> Description of the task:
Extract all lines from the data beneath that include the word "means".

> Data excerpts:
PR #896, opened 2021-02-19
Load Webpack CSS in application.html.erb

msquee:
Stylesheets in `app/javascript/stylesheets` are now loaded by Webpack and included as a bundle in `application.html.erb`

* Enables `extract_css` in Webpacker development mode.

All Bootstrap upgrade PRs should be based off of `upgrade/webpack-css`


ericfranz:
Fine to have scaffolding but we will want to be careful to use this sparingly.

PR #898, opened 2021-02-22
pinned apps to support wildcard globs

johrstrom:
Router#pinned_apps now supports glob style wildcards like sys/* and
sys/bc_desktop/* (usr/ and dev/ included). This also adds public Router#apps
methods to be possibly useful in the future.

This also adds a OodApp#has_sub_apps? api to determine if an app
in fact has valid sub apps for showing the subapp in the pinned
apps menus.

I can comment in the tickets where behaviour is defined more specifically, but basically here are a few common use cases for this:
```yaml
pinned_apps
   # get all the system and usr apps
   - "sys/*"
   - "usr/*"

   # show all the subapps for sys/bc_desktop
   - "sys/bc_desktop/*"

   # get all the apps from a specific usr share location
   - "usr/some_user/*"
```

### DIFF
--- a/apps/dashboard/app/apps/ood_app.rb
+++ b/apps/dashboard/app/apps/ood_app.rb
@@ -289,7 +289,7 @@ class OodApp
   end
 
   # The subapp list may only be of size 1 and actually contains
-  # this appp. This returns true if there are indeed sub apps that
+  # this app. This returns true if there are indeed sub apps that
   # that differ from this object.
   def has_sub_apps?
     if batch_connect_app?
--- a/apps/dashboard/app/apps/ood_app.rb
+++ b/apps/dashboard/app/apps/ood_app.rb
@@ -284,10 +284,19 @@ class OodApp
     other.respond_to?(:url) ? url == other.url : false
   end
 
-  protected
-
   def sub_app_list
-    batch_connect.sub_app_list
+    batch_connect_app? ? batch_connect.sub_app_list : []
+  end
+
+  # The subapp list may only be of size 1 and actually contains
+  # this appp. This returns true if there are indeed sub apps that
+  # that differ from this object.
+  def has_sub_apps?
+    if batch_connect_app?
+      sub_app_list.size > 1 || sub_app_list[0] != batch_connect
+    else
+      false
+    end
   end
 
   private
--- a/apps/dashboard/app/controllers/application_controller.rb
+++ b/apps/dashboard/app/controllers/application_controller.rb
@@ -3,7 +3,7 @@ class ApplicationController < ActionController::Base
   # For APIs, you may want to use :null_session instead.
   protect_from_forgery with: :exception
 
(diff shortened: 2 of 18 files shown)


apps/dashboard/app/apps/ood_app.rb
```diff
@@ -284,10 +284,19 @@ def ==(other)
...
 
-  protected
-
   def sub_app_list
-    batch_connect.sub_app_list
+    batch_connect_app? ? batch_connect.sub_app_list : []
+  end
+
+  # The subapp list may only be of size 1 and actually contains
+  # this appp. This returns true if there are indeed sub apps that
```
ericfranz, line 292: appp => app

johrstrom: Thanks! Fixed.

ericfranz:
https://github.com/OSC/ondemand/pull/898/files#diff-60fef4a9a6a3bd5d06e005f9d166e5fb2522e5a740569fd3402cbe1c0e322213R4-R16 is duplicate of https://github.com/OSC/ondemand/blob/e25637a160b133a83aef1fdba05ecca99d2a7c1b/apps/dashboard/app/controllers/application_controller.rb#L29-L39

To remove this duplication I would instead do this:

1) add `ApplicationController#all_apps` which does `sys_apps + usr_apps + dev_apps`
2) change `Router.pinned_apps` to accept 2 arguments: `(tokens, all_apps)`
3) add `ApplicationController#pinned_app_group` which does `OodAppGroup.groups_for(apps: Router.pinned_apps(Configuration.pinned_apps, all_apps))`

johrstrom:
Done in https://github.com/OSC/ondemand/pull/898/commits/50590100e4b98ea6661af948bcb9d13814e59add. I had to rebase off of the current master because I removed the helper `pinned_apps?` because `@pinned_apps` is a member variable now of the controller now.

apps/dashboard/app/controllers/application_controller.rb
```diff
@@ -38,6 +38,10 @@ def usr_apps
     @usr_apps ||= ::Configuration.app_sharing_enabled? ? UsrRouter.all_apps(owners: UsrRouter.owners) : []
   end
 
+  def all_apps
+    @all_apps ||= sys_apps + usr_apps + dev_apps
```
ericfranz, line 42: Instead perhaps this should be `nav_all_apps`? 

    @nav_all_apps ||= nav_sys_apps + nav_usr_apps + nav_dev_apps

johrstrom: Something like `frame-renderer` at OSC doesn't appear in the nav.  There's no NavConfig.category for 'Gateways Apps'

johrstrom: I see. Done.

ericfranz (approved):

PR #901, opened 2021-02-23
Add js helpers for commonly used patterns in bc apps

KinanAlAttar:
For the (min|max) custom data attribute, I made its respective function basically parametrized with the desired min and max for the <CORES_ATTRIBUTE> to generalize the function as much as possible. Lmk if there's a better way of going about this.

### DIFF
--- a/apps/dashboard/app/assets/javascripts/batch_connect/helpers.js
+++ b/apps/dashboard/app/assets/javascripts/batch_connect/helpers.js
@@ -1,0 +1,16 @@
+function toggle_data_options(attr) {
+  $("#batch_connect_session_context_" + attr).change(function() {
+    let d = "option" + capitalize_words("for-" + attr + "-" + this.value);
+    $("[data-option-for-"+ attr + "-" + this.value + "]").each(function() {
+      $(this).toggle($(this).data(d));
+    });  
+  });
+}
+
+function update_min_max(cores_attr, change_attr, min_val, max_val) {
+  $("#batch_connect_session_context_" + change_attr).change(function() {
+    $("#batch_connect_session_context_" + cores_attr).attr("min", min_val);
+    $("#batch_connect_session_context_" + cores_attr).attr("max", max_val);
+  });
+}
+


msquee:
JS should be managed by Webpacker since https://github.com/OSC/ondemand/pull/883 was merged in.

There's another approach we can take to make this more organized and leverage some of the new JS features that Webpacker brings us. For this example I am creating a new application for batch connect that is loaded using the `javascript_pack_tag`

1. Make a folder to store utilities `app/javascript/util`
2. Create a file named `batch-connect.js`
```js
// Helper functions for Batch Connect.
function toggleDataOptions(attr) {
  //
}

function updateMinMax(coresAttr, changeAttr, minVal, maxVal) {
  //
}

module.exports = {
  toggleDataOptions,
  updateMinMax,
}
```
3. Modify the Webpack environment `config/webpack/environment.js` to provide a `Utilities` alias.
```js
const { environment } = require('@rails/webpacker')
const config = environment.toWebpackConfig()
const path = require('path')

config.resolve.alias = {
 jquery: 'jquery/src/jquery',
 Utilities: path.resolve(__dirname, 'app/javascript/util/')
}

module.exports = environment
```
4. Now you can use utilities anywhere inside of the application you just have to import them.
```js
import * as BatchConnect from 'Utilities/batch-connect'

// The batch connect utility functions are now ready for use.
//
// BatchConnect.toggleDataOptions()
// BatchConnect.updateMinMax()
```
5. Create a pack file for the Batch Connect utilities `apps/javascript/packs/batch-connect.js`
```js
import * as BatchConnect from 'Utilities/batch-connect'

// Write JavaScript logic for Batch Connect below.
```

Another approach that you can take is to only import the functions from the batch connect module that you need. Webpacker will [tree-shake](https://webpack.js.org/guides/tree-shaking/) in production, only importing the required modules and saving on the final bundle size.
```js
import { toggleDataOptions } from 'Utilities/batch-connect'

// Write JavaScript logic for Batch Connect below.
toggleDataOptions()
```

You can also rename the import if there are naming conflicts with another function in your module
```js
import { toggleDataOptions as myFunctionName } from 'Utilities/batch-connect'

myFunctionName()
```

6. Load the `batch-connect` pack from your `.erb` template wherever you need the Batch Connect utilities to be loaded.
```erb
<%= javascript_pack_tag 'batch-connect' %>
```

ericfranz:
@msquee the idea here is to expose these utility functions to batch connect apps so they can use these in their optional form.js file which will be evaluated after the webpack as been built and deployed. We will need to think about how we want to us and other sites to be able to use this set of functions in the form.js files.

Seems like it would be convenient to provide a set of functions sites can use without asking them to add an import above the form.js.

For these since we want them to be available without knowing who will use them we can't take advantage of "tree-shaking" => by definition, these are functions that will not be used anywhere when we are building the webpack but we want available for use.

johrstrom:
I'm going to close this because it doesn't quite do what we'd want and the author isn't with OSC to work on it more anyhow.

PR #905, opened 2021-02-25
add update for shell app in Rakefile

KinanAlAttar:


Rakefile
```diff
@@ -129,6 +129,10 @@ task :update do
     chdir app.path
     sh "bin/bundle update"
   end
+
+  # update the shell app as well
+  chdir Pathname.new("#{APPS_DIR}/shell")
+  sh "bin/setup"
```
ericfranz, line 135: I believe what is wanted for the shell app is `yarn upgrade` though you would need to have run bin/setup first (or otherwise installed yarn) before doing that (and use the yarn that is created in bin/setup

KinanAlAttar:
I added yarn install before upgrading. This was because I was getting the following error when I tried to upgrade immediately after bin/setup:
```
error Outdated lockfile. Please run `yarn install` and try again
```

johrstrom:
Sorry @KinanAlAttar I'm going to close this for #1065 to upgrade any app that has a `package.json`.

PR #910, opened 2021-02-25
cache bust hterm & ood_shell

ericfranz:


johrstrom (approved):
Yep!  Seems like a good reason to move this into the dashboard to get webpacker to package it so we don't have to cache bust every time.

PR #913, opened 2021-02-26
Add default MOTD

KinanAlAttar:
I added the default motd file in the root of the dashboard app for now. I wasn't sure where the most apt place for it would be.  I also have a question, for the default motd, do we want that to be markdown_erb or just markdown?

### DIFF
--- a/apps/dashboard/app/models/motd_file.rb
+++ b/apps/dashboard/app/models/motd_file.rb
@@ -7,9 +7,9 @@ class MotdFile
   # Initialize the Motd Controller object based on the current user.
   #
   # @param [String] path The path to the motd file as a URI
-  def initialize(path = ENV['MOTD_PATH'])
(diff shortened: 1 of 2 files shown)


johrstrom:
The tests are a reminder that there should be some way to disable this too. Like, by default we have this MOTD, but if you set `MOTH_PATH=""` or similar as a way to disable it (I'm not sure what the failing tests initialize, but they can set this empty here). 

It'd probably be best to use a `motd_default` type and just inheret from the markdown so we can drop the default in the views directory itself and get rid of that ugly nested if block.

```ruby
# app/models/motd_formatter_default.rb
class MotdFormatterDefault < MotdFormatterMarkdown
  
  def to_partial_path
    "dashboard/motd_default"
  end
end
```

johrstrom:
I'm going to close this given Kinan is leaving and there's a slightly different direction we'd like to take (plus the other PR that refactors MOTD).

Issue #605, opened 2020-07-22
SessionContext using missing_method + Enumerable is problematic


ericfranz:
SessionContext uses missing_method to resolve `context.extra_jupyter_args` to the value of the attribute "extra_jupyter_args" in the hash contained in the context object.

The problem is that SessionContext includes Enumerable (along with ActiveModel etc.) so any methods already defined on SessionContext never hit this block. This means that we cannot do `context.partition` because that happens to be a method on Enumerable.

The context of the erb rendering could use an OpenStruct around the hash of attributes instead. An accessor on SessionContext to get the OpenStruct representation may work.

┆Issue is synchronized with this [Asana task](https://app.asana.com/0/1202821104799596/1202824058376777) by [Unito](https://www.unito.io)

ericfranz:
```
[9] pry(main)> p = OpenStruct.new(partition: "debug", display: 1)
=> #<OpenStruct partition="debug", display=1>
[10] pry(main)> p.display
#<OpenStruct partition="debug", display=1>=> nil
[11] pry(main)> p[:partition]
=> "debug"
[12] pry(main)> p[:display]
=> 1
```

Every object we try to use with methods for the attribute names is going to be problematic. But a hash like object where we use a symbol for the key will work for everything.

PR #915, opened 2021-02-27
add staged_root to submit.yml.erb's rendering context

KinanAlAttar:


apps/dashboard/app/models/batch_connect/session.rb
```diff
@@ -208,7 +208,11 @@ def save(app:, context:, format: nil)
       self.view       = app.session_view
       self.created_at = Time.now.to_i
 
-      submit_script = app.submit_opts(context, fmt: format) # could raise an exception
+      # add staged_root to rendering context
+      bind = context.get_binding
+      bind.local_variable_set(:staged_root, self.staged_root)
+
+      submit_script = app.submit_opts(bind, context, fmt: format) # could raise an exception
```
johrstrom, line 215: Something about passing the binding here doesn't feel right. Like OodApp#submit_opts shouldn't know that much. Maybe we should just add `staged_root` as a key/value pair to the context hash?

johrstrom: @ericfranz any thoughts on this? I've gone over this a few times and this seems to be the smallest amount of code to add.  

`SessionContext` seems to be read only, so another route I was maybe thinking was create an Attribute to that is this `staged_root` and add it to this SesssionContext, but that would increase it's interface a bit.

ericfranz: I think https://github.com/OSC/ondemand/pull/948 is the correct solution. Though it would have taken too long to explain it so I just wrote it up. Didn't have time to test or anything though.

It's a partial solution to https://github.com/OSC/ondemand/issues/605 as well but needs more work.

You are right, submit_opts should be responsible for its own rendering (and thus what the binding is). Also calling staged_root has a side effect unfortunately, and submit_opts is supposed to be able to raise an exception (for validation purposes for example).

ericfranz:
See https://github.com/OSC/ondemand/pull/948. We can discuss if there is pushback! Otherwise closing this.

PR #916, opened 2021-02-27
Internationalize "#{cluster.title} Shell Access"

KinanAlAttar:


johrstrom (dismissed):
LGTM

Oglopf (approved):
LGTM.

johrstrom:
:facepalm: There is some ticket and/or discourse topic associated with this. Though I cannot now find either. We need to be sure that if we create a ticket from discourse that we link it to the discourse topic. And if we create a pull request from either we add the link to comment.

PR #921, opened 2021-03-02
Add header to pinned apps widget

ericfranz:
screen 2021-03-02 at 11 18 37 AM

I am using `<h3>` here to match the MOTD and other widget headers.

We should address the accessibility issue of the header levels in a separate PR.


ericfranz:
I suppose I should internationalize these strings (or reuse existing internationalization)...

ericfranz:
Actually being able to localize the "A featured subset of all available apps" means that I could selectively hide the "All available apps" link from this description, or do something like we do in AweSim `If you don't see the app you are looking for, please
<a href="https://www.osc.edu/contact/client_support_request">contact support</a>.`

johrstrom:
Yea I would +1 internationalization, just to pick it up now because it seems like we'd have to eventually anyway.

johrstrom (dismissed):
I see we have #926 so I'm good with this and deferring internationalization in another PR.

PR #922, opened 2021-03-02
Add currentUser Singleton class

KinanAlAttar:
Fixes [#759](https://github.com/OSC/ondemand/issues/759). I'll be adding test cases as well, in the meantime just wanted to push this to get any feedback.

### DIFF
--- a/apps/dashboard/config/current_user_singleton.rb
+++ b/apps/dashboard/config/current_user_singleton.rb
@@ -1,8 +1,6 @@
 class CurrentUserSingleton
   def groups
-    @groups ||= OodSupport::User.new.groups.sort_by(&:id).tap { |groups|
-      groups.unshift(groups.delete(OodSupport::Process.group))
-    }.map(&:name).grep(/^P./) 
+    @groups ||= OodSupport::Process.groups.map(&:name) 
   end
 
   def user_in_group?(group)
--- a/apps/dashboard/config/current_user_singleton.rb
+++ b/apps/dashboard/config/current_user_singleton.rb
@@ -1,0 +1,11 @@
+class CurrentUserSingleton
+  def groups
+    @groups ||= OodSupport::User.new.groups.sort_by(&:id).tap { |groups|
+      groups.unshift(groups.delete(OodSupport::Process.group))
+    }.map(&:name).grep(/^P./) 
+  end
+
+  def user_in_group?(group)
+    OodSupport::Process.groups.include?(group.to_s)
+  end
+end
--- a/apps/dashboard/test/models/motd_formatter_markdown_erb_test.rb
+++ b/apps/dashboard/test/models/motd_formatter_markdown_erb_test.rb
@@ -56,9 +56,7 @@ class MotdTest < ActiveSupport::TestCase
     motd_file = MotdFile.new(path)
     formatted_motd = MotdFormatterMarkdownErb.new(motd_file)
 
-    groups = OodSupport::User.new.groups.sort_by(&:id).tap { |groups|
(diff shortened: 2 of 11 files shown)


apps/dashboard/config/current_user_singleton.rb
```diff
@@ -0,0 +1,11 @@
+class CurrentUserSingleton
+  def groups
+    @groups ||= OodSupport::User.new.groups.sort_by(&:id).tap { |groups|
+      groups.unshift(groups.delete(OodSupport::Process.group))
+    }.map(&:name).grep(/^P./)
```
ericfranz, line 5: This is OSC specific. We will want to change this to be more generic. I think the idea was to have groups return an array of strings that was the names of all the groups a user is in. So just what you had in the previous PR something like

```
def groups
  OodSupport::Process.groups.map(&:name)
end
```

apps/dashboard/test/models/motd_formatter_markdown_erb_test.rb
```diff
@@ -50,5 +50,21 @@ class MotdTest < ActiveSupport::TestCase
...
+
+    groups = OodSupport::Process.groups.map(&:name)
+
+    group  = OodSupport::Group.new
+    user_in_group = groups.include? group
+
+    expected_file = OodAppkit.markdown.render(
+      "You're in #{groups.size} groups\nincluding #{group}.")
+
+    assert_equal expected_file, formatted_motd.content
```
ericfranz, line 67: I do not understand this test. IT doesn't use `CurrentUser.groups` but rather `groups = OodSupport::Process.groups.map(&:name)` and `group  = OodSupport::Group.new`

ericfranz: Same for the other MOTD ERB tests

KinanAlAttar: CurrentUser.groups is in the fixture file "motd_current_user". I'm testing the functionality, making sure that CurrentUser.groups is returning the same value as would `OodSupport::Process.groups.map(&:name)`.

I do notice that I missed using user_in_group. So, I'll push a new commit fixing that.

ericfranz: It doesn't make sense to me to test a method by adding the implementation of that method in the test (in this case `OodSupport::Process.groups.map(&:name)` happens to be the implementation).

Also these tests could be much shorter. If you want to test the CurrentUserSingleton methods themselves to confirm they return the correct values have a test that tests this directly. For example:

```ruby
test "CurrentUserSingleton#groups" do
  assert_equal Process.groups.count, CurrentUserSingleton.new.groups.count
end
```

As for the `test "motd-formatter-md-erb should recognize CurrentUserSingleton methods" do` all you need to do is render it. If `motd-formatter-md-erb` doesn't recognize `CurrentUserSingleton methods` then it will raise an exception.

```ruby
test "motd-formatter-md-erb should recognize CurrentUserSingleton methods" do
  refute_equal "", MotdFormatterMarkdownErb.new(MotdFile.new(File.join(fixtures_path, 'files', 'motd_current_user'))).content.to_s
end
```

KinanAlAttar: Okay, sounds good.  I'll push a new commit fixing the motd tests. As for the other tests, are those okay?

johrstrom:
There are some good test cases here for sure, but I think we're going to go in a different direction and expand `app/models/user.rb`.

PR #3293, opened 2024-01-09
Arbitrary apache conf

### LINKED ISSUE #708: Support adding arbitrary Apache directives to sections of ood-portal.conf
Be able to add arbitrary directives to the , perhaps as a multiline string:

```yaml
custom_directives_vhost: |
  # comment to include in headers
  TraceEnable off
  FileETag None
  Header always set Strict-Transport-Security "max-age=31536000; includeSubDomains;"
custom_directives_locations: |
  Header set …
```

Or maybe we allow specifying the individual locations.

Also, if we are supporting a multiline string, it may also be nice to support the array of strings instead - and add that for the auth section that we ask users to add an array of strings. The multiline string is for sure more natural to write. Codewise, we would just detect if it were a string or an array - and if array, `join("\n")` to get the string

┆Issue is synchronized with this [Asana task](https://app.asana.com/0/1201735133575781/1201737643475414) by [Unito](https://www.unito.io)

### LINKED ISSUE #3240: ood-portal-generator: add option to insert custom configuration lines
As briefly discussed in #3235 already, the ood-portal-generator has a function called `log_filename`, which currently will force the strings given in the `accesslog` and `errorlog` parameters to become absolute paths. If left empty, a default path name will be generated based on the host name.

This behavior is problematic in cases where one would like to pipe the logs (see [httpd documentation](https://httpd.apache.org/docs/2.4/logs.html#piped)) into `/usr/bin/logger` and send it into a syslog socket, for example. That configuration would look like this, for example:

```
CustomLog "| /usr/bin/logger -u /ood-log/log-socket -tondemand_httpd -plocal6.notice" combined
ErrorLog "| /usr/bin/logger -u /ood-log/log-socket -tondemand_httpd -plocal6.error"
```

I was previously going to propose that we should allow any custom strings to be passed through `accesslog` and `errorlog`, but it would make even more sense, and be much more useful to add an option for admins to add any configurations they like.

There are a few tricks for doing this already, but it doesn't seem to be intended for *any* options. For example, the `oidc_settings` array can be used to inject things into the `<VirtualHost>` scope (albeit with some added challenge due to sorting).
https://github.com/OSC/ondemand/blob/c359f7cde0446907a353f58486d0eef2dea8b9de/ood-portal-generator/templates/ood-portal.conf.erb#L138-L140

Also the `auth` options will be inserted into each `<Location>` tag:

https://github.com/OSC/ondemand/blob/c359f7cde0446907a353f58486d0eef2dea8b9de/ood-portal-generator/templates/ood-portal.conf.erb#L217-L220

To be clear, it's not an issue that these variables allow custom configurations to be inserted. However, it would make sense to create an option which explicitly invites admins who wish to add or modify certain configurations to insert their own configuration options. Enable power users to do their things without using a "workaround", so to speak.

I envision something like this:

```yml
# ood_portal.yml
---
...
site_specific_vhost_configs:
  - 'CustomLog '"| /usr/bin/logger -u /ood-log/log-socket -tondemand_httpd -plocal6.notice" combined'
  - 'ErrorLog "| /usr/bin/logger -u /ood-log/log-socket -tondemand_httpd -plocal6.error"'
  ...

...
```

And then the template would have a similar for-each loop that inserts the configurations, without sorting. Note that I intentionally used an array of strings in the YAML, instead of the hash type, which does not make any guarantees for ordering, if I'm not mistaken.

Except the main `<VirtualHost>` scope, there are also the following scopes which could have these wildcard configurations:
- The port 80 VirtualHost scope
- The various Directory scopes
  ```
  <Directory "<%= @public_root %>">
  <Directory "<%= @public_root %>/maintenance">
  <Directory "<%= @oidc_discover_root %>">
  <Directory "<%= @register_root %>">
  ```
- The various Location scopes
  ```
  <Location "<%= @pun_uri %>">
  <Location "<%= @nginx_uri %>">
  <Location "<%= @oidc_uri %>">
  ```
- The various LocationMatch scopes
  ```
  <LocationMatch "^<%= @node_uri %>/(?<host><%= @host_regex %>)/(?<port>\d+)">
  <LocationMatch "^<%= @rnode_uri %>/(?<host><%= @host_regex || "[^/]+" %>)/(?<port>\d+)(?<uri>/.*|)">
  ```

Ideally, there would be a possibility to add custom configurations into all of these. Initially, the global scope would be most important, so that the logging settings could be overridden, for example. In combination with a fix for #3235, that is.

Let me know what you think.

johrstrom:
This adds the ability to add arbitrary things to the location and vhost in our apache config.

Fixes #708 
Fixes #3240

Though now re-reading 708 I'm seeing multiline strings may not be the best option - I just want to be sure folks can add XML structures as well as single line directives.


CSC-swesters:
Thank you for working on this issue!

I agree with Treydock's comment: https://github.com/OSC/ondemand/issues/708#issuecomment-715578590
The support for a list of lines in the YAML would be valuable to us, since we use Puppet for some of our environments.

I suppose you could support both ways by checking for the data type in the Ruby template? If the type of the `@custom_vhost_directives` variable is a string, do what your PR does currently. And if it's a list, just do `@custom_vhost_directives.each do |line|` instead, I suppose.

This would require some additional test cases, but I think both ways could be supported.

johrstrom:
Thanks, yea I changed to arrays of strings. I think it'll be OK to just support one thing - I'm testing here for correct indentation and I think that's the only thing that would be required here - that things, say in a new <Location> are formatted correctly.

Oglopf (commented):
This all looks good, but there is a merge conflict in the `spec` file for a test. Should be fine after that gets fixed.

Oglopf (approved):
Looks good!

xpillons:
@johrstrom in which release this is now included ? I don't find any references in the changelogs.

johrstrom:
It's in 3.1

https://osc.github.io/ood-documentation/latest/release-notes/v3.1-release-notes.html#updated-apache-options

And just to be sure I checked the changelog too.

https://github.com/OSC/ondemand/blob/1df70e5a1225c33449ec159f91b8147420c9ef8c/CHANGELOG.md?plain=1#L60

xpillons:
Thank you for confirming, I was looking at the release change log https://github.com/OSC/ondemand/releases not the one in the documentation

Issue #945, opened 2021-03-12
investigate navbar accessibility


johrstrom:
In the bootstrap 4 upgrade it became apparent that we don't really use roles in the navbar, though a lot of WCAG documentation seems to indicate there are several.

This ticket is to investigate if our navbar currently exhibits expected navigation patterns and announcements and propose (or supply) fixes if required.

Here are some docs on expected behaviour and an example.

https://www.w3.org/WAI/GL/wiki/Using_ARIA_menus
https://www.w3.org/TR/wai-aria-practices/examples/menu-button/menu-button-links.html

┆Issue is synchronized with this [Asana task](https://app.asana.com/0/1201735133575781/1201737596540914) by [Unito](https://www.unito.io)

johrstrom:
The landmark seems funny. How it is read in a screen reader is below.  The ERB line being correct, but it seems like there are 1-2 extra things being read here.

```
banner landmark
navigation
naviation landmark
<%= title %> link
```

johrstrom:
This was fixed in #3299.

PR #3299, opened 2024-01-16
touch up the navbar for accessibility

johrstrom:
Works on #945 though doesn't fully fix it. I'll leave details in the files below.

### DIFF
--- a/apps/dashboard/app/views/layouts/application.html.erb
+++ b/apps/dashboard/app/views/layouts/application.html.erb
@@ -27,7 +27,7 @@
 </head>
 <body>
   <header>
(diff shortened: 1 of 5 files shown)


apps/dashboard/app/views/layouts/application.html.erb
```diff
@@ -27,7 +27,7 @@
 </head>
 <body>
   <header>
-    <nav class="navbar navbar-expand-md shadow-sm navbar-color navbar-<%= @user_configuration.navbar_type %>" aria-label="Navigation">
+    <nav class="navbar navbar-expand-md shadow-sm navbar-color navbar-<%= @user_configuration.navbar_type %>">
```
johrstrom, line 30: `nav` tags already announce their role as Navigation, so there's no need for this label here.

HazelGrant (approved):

> Task output:
The problem is that SessionContext includes Enumerable (along with ActiveModel etc.) so any methods already defined on SessionContext never hit this block. This means that we cannot do `context.partition` because that happens to be a method on Enumerable.
Actually being able to localize the "A featured subset of all available apps" means that I could selectively hide the "All available apps" link from this description, or do something like we do in AweSim `If you don't see the app you are looking for, please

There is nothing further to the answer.